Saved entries
----------

PR #133, opened 2022-12-01
Update node to 16.18.1

bickelj:


reefdog (changes requested):
Could you update `.node-version` as well?

bickelj:
`.node-version` updated in 9642542, I knew I missed something!

reefdog (approved):
Switched my local Node to 16.18.1. Tests ran cleanly, app booted and API calls succeeded. As far as I can tell, it all works!

I don't know what else is needed to ensure this survives the workflow, but it seems fine from my limited perspective.

bickelj:
Thanks for the review!

slifty:
I know this is merged and it's not WRONG by any means but I would note that generally I'd recommend we not do patch level updates on the node version (or really any updates on the node version) unless there is a project-driven purpose for it.  For instance: a security patch, a feature, or ensuring that we are using a supported / stable version.

Updates to the node engine come with overhead for anybody who is using the system (including the dev team)!

For what it's worth, I believe most node projects do not specify patch level versions but rather major (or sometimes minor) versions.  We might consider adopting that practice!

bickelj:
There must be some kind of disconnect in expectations somewhere. This update was from node major version 16 to node major version 16 and applies to the primary instance of the PDC. Anyone running a secondary or private instance controls exactly which node version they would like to run. So while I politely disagree on the merits of updates and using exact versions (we can discuss that more separately), a more fundamental question I have is what pain is being created by this update? I am hoping to understand more here.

----------

## Work instructions
Return all lines from the data above with "know" in them.

## Task response
I don't know what else is needed to ensure this survives the workflow, but it seems fine from my limited perspective.
I know this is merged and it's not WRONG by any means but I would note that generally I'd recommend we not do patch level updates on the node version (or really any updates on the node version) unless there is a project-driven purpose for it.  For instance: a security patch, a feature, or ensuring that we are using a supported / stable version.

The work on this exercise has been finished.